PR #443, opened 2017-02-08
Stronger check for DM password during server install

stlaz:
DM password is used as an NSS database password during server installation, therefore it must comply to NSS database requirements for password in FIPS.

### DIFF
--- a/ipaserver/install/server/install.py
+++ b/ipaserver/install/server/install.py
@@ -54,6 +54,22 @@ NoneType = type(None)
 SYSRESTORE_DIR_PATH = paths.SYSRESTORE
 
 
+def check_password_fips_nssdb_compatible(password):
+    """
+    Check whether the given password can be used for NSSDB setup in FIPS mode
+    """
+    gotnumeric = any(c.isdigit() for c in password[:-1])
+    gotupper = any(c.isupper() for c in password[1:])
+    gotlower = any(c.islower() for c in password)
+    gotspecial = not password.isalnum()
+    classes = sum([gotnumeric, gotupper, gotlower, gotspecial])
+    if classes < 3:
+        raise ValueError("Password must contain at least one character "
+                         "from each of three out of these four character "
+                         "classes: numeric, uppercase letters, lowercase "
+                         "letters and special symbols.")
+
+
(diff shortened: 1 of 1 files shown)


pvoborni:
Function check_password_fips_nssdb_compatible  looks like a great candidate for unit test.

ipaserver/install/server/install.py
```diff
@@ -54,6 +54,22 @@
...
 
 
+def check_password_fips_nssdb_compatible(password):
+    """
+    Check whether the given password can be used for NSSDB setup in FIPS mode
+    """
+    gotnumeric = any(c.isdigit() for c in password[:-1])
+    gotupper = any(c.isupper() for c in password[1:])
+    gotlower = any(c.islower() for c in password)
+    gotspecial = password.isalnum()
```
pvoborni: This line should be negated.

stlaz: Thanks, was editing this right before pushing but forgot how to logic :)

ipaserver/install/server/install.py
```diff
@@ -54,6 +54,22 @@
 SYSRESTORE_DIR_PATH = paths.SYSRESTORE
 
 
+def check_password_fips_nssdb_compatible(password):
+    """
+    Check whether the given password can be used for NSSDB setup in FIPS mode
+    """
+    gotnumeric = any(c.isdigit() for c in password[:-1])
```
tomaskrizek: Perhaps we could use a comment that the `:-1` and `1:` is a NSSDB-specific requirement.

HonzaCholasta:
IMHO you got it backwards - DM password may not comply to NSS requirements for passwords, therefore it must not be used as a password for any NSS database during server install.

stlaz:
@HonzaCholasta: +1, you're right, I should investigate more on how to change this behavior, either we or Dogtag don't behave correctly here.
@pvoborni, @tomaskrizek: out of curiousity, do we have a design/guideline on how to write unit tests for FreeIPA? Did not find any.

stlaz:
Closing as REJECTED, this will be sorted out in another way.

PR #1047, opened 2017-09-06
Use the user-provided CA chain file in connections & check for file existence

rcritten:
The user now may provide their own CA chain to the make API commands but it isn't honored. This is in effect a regression from when the crypto library was switched from NSS to OpenSSL. It is very useful if you want to be able to create a connection to an IPA server without enrolling as an IPA client. This is used in OpenStack to bootstrap some entries and create an OTP used later during enrollment.

The value is also not checked for existence throwing a generic "no such file" error rather than "file <foo> doesn't exist"

### DIFF
--- a/ipatests/test_ipalib/test_rpc.py
+++ b/ipatests/test_ipalib/test_rpc.py
@@ -28,8 +28,10 @@ import six
 # pylint: disable=import-error
 from six.moves.xmlrpc_client import Binary, Fault, dumps, loads
 # pylint: enable=import-error
+from six.moves import urllib
 
 from ipatests.util import raises, assert_equal, PluginTester, DummyClass
+from ipatests.util import Fuzzy
 from ipatests.data import binary_bytes, utf8_bytes, unicode_str
 from ipalib.frontend import Command
 from ipalib.request import context, Connection
@@ -341,3 +343,52 @@ class test_xml_introspection(object):
                 "command 'system.methodHelp' takes at most 1 argument")
         else:
             raise AssertionError('did not raise')
+
+
+class test_rpcclient_context(PluginTester):
+    """
+    Test the context in `ipalib.rpc.rpcclient` plugin.
+    """
+    def setup(self):
+        try:
+            api.Backend.rpcclient.connect(ca_certfile='foo')
+        except (errors.NetworkError, IOError):
+            raise nose.SkipTest('%r: Server not available: %r' %
+                                (__name__, api.env.xmlrpc_uri))
+
+    def teardown(self):
+        if api.Backend.rpcclient.isconnected():
+            api.Backend.rpcclient.disconnect()
+
+    def test_context_cafile(self):
+        """
+        Test that ca_certfile is set in `ipalib.rpc.rpcclient.connect`
+        """
+        ca_certfile = getattr(context, 'ca_certfile', None)
+        assert_equal(ca_certfile, 'foo')
+
+    def test_context_principal(self):
+        """
+        Test that principal is set in `ipalib.rpc.rpcclient.connect`
+        """
+        principal = getattr(context, 'principal', None)
+        assert_equal(principal, 'admin@%s' % api.env.realm)
+
+    def test_context_request_url(self):
+        """
+        Test that request_url is set in `ipalib.rpc.rpcclient.connect`
+        """
+        request_url = getattr(context, 'request_url', None)
+        assert_equal(request_url, 'https://%s/ipa/session/json' % api.env.host)
+
+    def test_context_session_cookie(self):
+        """
+        Test that session_cookie is set in `ipalib.rpc.rpcclient.connect`
+        """
+        fuzzy_cookie = Fuzzy('^ipa_session=MagBearerToken=[A-Za-z0-9+\/]+=*;$')
+
+        session_cookie = getattr(context, 'session_cookie', None)
+        # pylint-2 is incorrectly spewing Too many positional arguments
+        # pylint: disable=E1121
+        unquoted = urllib.parse.unquote(session_cookie)
+        assert(unquoted == fuzzy_cookie)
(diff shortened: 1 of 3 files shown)


stlaz:
Travis is having issues with their new environment for builds. I pushed a temporary fix to `master`, feel free to rebase for the tests to pass properly.

I wonder why PR CI did not pick up this PR to test.

ipatests/ipa-run-tests
```diff
@@ -33,13 +33,16 @@ import sys
 import pytest
 
 import ipalib
-import ipatests
+
+try:
+    import ipatests
+    HERE = os.path.dirname(os.path.abspath(ipatests.__file__))
+except ImportError:
+    HERE = os.getcwd()
```
frasertweedale: this (and in `conftest.py`)... belong to a `WIP: Make tests work locally for me.` commit?

Should be cleaned up... :)

install/tools/ipa-ca-install
```diff
@@ -253,6 +258,67 @@ def install(safe_options, options, filename):
...
+                      "uninstall procedure?", False):
+        ca_instance.print_msg("Aborting uninstall operation.")
+        sys.exit(0)
+
+    # Note that I'm completely ignoring the replication agreement so it
+    # doesn't matter what domain level this is. This is based on the
+    # (bad) assumption that this is only being executed to fix a blown
+    # install and not to remove the CA as a component.
+
+    # TODO: Figure out what is going on with serial # ranges
```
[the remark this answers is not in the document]
rcritten: This is for a CA uninstaller that was nacked. I'm carrying it around in my personal master in case I want to try to revive it.

ipatests/ipa-run-tests
rcritten: Yeah, I had a few extra local patches I forgot to remove before last pushing.

stlaz:
Be a  lamb and fix the following code issues, please:
```
************* Module ipatests.test_ipalib.test_rpc
ipatests/test_ipalib/test_rpc.py:352: [E0213(no-self-argument), test_rpcclient_context.setup] Method should have "self" as first argument)
ipatests/test_ipalib/test_rpc.py:359: [E0213(no-self-argument), test_rpcclient_context.teardown] Method should have "self" as first argument)
ipatests/test_ipalib/test_rpc.py:391: [E1121(too-many-function-args), test_rpcclient_context.test_context_session_cookie] Too many positional arguments for function call)
ipatests/test_ipalib/test_rpc.py:34: [W0611(unused-import), ] Unused assert_deepequal imported from ipatests.util)
```

stlaz:
The following test fails: `test_rpcclient_context.test_context_session_cookie`

ipatests/test_ipalib/test_rpc.py
```diff
@@ -341,3 +343,52 @@ def test_help_many_params(self):
...
+        Test that request_url is set in `ipalib.rpc.rpcclient.connect`
+        """
+        request_url = getattr(context, 'request_url', None)
+        assert_equal(request_url, 'https://%s/ipa/session/json' % api.env.host)
+
+    def test_context_session_cookie(self):
+        """
+        Test that session_cookie is set in `ipalib.rpc.rpcclient.connect`
+        """
+        fuzzy_cookie = Fuzzy('^ipa_session=MagBearerToken=[A-Za-z0-9+\/+]=+;$')
```
stlaz: Your regexp is wrong. It should be `Fuzzy('^ipa_session=MagBearerToken=[A-Za-z0-9+/]+=+;$')` (you misplaced the positive iteration)

ipatests/test_ipalib/test_rpc.py
```diff
@@ -341,3 +343,52 @@ def test_help_many_params(self):
...
+
+        session_cookie = getattr(context, 'session_cookie', None)
+        # pylint-2 is incorrectly spewing Too many positional arguments
+        # pylint: disable=E1121
+        unquoted = urllib.parse.unquote(session_cookie)
+        assert(unquoted == fuzzy_cookie)
```
stlaz: I believe `urllib.parser.unqoute` will return a `str` instance. By default, `Fuzzy` expects `unicode` type, you can either specify the type as in `Fuzzy(type=str)` or will need to do `assert(unicode(unquoted == fuzzy_cookie))`. The first approach would be preffered, though.

ipatests/test_ipalib/test_rpc.py
rcritten: Bah, that's what I guess for rushing. I also made trailing = to be *.

ipatests/test_ipalib/test_rpc.py
rcritten: It is a unicode on my system. Perhaps it maintains the current type.

stlaz: I did not test it, if it's unicode, it should be fine :)

ipatests/test_ipalib/test_rpc.py
stlaz: Ah, right, I did not realize that, good catch.

rcritten:
In addition to cafile being set it is probably worthwhile to check on permissions/existence as well because otherwise an OSError may be thrown which from experience is tricky to track down. Something like:

    if not os.path.isfile(cafile) or not os.access(cafile, os.R_OK):
        raise RuntimeError("cafile %s doesn't exist or is unreadable" % cafile)

I can do this as a separate PR if that is preferable.

rcritten:
Any other reservations about this one?

stlaz:
None, I just want to re-check this once more before ACKing

stlaz:
Alright, LGTM, can be pushed.

rcritten:
master:

* 17bda0b1a532ff2ac8503187e2d6e648f63d427f Use the CA chain file from the RPC context
* e8a26afb94e57ce08efad60ed9684bc58b9b1c58 Add test to ensure that properties are being set in rpcclient
* 01bfe2247e2297e9e0a55fb1baa0078525747c33 If the cafile is not present or readable then raise an exception

PR #1049, opened 2017-09-07
ldif: handle attribute names as strings

stlaz:
ldif.LDIFRecordList handles all attribute names as utf-8 strings
and all attribute values as bytes. If we take the attribute value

--- --- ---

From the records above, copy out the line with "NoneType = type(None)", the line with "must contain at", and every line between them, word for word.

@@ -54,6 +54,22 @@ NoneType = type(None)
 SYSRESTORE_DIR_PATH = paths.SYSRESTORE
 
 
+def check_password_fips_nssdb_compatible(password):
+    """
+    Check whether the given password can be used for NSSDB setup in FIPS mode
+    """
+    gotnumeric = any(c.isdigit() for c in password[:-1])
+    gotupper = any(c.isupper() for c in password[1:])
+    gotlower = any(c.islower() for c in password)
+    gotspecial = not password.isalnum()
+    classes = sum([gotnumeric, gotupper, gotlower, gotspecial])
+    if classes < 3:
+        raise ValueError("Password must contain at least one character "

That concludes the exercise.